#### Data excerpts
PR #190, opened 2020-02-28
KK-299 | Add special mobile display of event occurrence list

badrange:


src/domain/event/eventOccurrence.module.scss
```diff
@@ -8,16 +8,46 @@
...
+    grid-column: 1 / span 3;
+  }
+  td.occurrenceDate {
+    grid-row: 2;
+    grid-column: 1 / span 2;
+  }
+  td.occurrenceTime {
+    grid-row: 2;
+    grid-column: 2 / span 2;
+  }
```
jpsalo: Date and time starts to overlap at around 400px width. Is it something we need to consider/support?
localhost_3000_fi_event_RXZlbnROb2RlOjE=

badrange: Do any device exist that have a 400px screen width?

badrange: Let me see if we can find a better solution

badrange: Does it work better now?

PR #193, opened 2020-03-03
KK-278 | Show a QR code instead of event image for upcoming events

badrange:
* There is a requirement to show QR on mobile and image on desktop
* Resolve image-alt todo in card component


badrange:
We might be able to get away with showing a static image of a QR code here, but oh well.

badrange:
> It works as expected but please try to keep `<Card />` as primitive as possible and implement the logic to set QR code as a `<Card image={image OR qr} />`

That was a good point. Turns out that we can't use image OR qr since we're supposed to show QR code on mobile and image on desktop. 

I also noticed that the qr library I used increased the package size by a lot, I found another (used by youth-membership-ui project) and added that instead.

src/common/components/card/Card.tsx
```diff
@@ -9,30 +11,37 @@ import Icon from '../icon/Icon';
...
   primaryAction?: () => void;
   primaryActionText?: string;
+  qr?: string;
   title: string;
 }
 
 const Card: FunctionComponent<CardProps> = ({
   action,
   actionText,
+  alt = '',
```
badrange: It should be fine to have an empty alt text: If the image has no information / is only decorative it is better to send a blank alt text to screen readers.

PR #194, opened 2020-03-04
KK-331 | Child page event list tests

jpsalo:
Testin' and Fixin'


src/domain/profile/events/ProfileEvents.tsx
```diff
@@ -10,7 +10,17 @@ interface ProfileEventsProps {
 
 const ProfileEvents: FunctionComponent<ProfileEventsProps> = ({ child }) => {
   const hasEvents = (child: ChildByIdResponse) => {
-    return child.availableEvents || child.enrolments || child.pastEvents;
+    let childHasEvents = false;
+
+    if (child.availableEvents && child.availableEvents.edges.length !== 0) {
```
badrange: I think you can simplify this with something like 
```child.availableEvents.edges?.[0]```

File: src/domain/profile/events/__tests__/__snapshots__/ProfileEvents.test.tsx.snap [hunk 2]
```diff
@@ -0,0 +1,3 @@
+// Jest Snapshot v1, https://goo.gl/fbAQLP
+
+exports[`Renders snapshot correctly 1`] = `<ProfileNoEvent />`;
```
badrange: This doesn't actually render.. and that might be what we want in this case?

jpsalo: Could you elaborate? I am able to run the test on my machine.

PR #196, opened 2020-03-05
KK-282 | Add participation confirmation page dialog

badrange:
- Make the enrol button on event page do something
- Show actual remaining capacity on event page
- Simplify hasEvents logic code in ProfileEvents
- Fix typing issues in tests / add typing

### DIFF
--- a/src/domain/event/EventOccurrence.tsx
+++ b/src/domain/event/EventOccurrence.tsx
@@ -1,5 +1,6 @@
 import * as React from 'react';
 import { useTranslation } from 'react-i18next';
+import { Link } from 'react-router-dom';
 
 import { eventQuery_event_occurrences_edges_node as OccurrencesEdgeNode } from '../api/generatedTypes/eventQuery';
 import Button from '../../common/components/button/Button';
@@ -24,11 +25,13 @@ const EventOccurrence: React.FunctionComponent<EventOccurrenceProps> = ({
       <td className={styles.occurrenceDate}>{date}</td>
       <td className={styles.occurrenceTime}>{time}</td>
       <td className={styles.occurrenceVenue}>{occurrence.venue.name}</td>
-      <td className={styles.occurrenceFree}>999</td>
+      <td className={styles.occurrenceFree}>{occurrence.remainingCapacity}</td>
       <td className={styles.occurrenceSubmit}>
-        <Button type="submit" className={styles.submitButton}>
-          {t('event.register.occurrenceTableHeader.buttonText')}
-        </Button>
+        <Link to={`${occurrence.id}/enrol`}>
+          <Button type="submit" className={styles.submitButton}>
+            {t('event.register.occurrenceTableHeader.buttonText')}
+          </Button>
+        </Link>
       </td>
     </tr>
   );
--- a/src/domain/event/EventOccurrence.tsx
+++ b/src/domain/event/EventOccurrence.tsx
@@ -9,10 +9,12 @@ import styles from './eventOccurrence.module.scss';
 
 interface EventOccurrenceProps {
   occurrence: OccurrencesEdgeNode;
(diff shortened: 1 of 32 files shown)


src/domain/profile/events/ProfileEventsList.tsx
```diff
@@ -23,21 +24,23 @@ import Icon from '../../../common/components/icon/Icon';
...
   availableEvents: AvailableEventsTypes | null;
+  child: ChildByIdResponse;
   enrolments: EnrolmentsTypes;
   pastEvents: PastEventsTypes | null;
 }
 
 const EVENT_DURATION_MINUTES = 30; // TODO: huh?
 const ProfileEventsList: FunctionComponent<ProfileEventsListProps> = ({
   availableEvents,
+  child,
```
jpsalo: Do you think we can - or if we should - circumvent passing the whole child data for this component? It seems to only need the `id`, or, semantically, the url base.

badrange: I think we can! And I don't know if we should, I considered just passing the id and decided to pass the whole shebang thinking it could be convenient in the future. Would it help us prevent bugs or improve performance to only send the id?

jpsalo: I would say it is more likely to prevent bugs (and keep the components' responsibilities as small as possible) than to improve performance.

badrange: Makes sense. I'll update the PR with this in mind.

src/domain/event/enrol/enrol.module.scss
```diff
@@ -0,0 +1,62 @@
...
+  @include background($hel-light);
+  padding: $basePadding;
+  width: 100%;
+  display: grid;
+  grid-template-rows: 2;
+  grid-template-columns: 4;
+  & > * {
+    display: inline;
+  }
+}
```
jpsalo: Obsolete?

src/domain/event/EventOccurrence.tsx
```diff
@@ -24,11 +27,19 @@ const EventOccurrence: React.FunctionComponent<EventOccurrenceProps> = ({
...
+          {occurrence.remainingCapacity}
+        </td>
+      ) : (
+        <td></td>
+      )}
       <td className={styles.occurrenceSubmit}>
-        <Button type="submit" className={styles.submitButton}>
-          {t('event.register.occurrenceTableHeader.buttonText')}
-        </Button>
+        <Link to={`${occurrence.event.id}/occurrence/${occurrence.id}/enrol`}>
```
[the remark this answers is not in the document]
badrange: I just removed eventId, don't remember where it is from

src/domain/event/enrol/enrol.module.scss
badrange: Not exactly, but I refactored the OccurrenceInfo component to take a className as parameter

src/domain/event/EventOccurrenceList.tsx
```diff
@@ -26,9 +35,13 @@ const EventOccurrenceList: React.FunctionComponent<Occurrences> = eventOccurrenc
           </th>
         </tr>
```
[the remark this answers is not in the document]
badrange: Did I understand you?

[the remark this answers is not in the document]
jpsalo: Sorry, I meant the texts: 
1. `event.register.occurrenceTableHeader.eventInformation`
2. `event.register.occurrenceTableHeader.freePlaces`

src/domain/event/enrol/enrol.module.scss
jpsalo: Got it!

PR #198, opened 2020-03-10
KK-282 | Add support for enrolling and cancelling enrolment

badrange:
I added some TODOs with a reference to Jira-issues, hoping that we won't lose track of them

### DIFF
--- a/src/domain/event/EventIsEnrolled.tsx
+++ b/src/domain/event/EventIsEnrolled.tsx
@@ -2,7 +2,7 @@ import React, { FunctionComponent, useState } from 'react';
 import { useTranslation } from 'react-i18next';
 import { useHistory, useParams } from 'react-router-dom';
 import * as Sentry from '@sentry/browser';
-import { useQuery, useMutation } from '@apollo/react-hooks';
+import { useQuery } from '@apollo/react-hooks';
 
 import Icon from '../../common/components/icon/Icon';
 import styles from './event.module.scss';
@@ -13,7 +13,6 @@ import occurrenceQuery from './queries/occurrenceQuery';
 import { occurrenceQuery as OccurrenceQueryType } from '../api/generatedTypes/occurrenceQuery';
 import LoadingSpinner from '../../common/components/spinner/LoadingSpinner';
 import OccurrenceInfo from './partial/OccurrenceInfo';
-import unenrolOccurrenceMutation from './mutations/unenrolOccurrenceMutation';
 import UnenrolModal from './modal/UnenrolModal';
 
 const EventIsEnrolled: FunctionComponent = () => {
--- a/src/domain/event/EventIsEnrolled.tsx
+++ b/src/domain/event/EventIsEnrolled.tsx
@@ -1,0 +1,114 @@
+import React, { FunctionComponent, useState } from 'react';
+import { useTranslation } from 'react-i18next';
+import { useHistory, useParams } from 'react-router-dom';
+import * as Sentry from '@sentry/browser';
+import { useQuery, useMutation } from '@apollo/react-hooks';
+
+import Icon from '../../common/components/icon/Icon';
+import styles from './event.module.scss';
+import PageWrapper from '../app/layout/PageWrapper';
+import backIcon from '../../assets/icons/svg/arrowLeft.svg';
+import Button from '../../common/components/button/Button';
+import occurrenceQuery from './queries/occurrenceQuery';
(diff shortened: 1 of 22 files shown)


src/domain/event/event.module.scss
```diff
@@ -110,3 +110,38 @@
...
+        margin-left: 0;
+      }
+    }
+  }
+  & > * {
+    margin-left: 0;
+    margin-right: $baseMargin;
+    white-space: nowrap;
+  }
+}
```
jpsalo: An alternative could be to create a small `<Label />` (icon + text) component since they are in freely ordered and in many place

src/domain/event/modal/UnenrolModal.tsx
```diff
@@ -0,0 +1,71 @@
...
+            occurrenceId: occurrenceId,
+            childId: childId,
+          },
+        },
+      });
+      history.push('/profile');
+    } catch (error) {
+      console.error(error);
+    }
+  };
```
jpsalo: See comment for https://github.com/City-of-Helsinki/kukkuu-ui/pull/198/files#diff-c33dbf914bd403da31215a71525408f8R55-R69

src/domain/event/EventIsEnrolled.tsx
```diff
@@ -0,0 +1,114 @@
...
+            <OccurrenceInfo
+              className={styles.occurrenceInfo}
+              occurrence={data.occurrence}
+            />
+            <div className={styles.description}>
+              {data.occurrence.event.description}
+            </div>
+            <div className={styles.participantsPerInvite}>
+              {t(
+                `event.participantsPerInviteEnumLong.${data.occurrence.event.participantsPerInvite}`
```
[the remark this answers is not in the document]
badrange: What do you mean, is it missing from the translations sheet or?

src/domain/event/enrol/Enrol.tsx
```diff
@@ -41,7 +50,23 @@ const Enrol: FunctionComponent = () => {
...
+            occurrenceId: data?.occurrence?.id,
+            childId: params.childId,
+          },
+        },
+      });
+      history.push('/profile');
+    } catch (error) {
+      console.error(error);
+    }
+  };
```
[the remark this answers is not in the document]
badrange: Not sure. Would be nice to have something merged that can be tested out by the rest of the team - and to ensure that I don't hold you up..

src/domain/event/event.module.scss
badrange: Good idea. I propose that we do that in a follow up PR

src/domain/event/enrol/Enrol.tsx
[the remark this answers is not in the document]
badrange: I added some updates to the flow, and a TODO

src/domain/event/EventIsEnrolled.tsx
```diff
@@ -0,0 +1,114 @@
...
+              )}
+            </div>
+            <h2>{t('event.cancellation.heading')}</h2>
+            <Button
+              className={styles.cancelRegistration}
+              onClick={() => setIsOpen(true)}
+            >
+              {t('event.cancellation.buttonText')}
+            </Button>
```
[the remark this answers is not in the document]
badrange: I centered it
Not sure if it looks better now, though :-)

src/domain/event/enrol/Enrol.tsx
```diff
@@ -36,7 +38,17 @@ const Enrol: FunctionComponent = () => {
...
+      refetchQueries: [
+        { query: profileQuery },
+        {
+          query: childByIdQuery,
+          variables: {
+            id: params.childId,
+          },
+        },
+      ],
+    }
```
jpsalo: I'm unsure should `<Enrol />` be concerned about these.

src/domain/event/event.module.scss
```diff
@@ -86,7 +86,9 @@
 }
 
 .eventWrapper {
-  z-index: 1;
+  @include respond-above(md) {
+    z-index: 1;
```
jpsalo: :1st_place_medal:

src/domain/event/enrol/Enrol.tsx
badrange: I agree. But with our current implementation the UI will be out of date from the server without this.

badrange:
I agree that the refetchQueries are risky. We need to think about this.

badrange:
And maybe even do some refactoring!

PR #199, opened 2020-03-11
KK-359 | Allow whitespace in city field

badrange:


src/common/components/form/__tests__/validationUtils.tests.tsx
```diff
@@ -1,6 +1,5 @@
 import {
```
jpsalo: This file should probably be renamed to `validationUtils.test.tsx` (omit **s** from "tests")

PR #200, opened 2020-03-12
KK-302 | Add collapsible component to event page

jpsalo:
- [x] ~This is a draft until #198 is merged so that the component can be moved into enrolled event page (See [EventsIsEnrolled @ #198](https://github.com/City-of-Helsinki/kukkuu-ui/blob/feature/KK-282-participation-confirmation-page-dialog/src/domain/event/EventIsEnrolled.tsx)).~


src/common/components/collapsible/Collapsible.tsx
```diff
@@ -0,0 +1,35 @@
...
+  item: Item;
+}
+
+const Collapsible: FunctionComponent<CollapsibleProps> = ({ item }) => {
+  const [isOpen, toggleCollapsible] = React.useState(false);
+
+  return (
+    <>
+      <button
+        aria-expanded={isOpen}
```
########
The problem -
The lines above that hold the word "send" should be found and copied out.

The completed task -
badrange: It should be fine to have an empty alt text: If the image has no information / is only decorative it is better to send a blank alt text to screen readers.
badrange: I think we can! And I don't know if we should, I considered just passing the id and decided to pass the whole shebang thinking it could be convenient in the future. Would it help us prevent bugs or improve performance to only send the id?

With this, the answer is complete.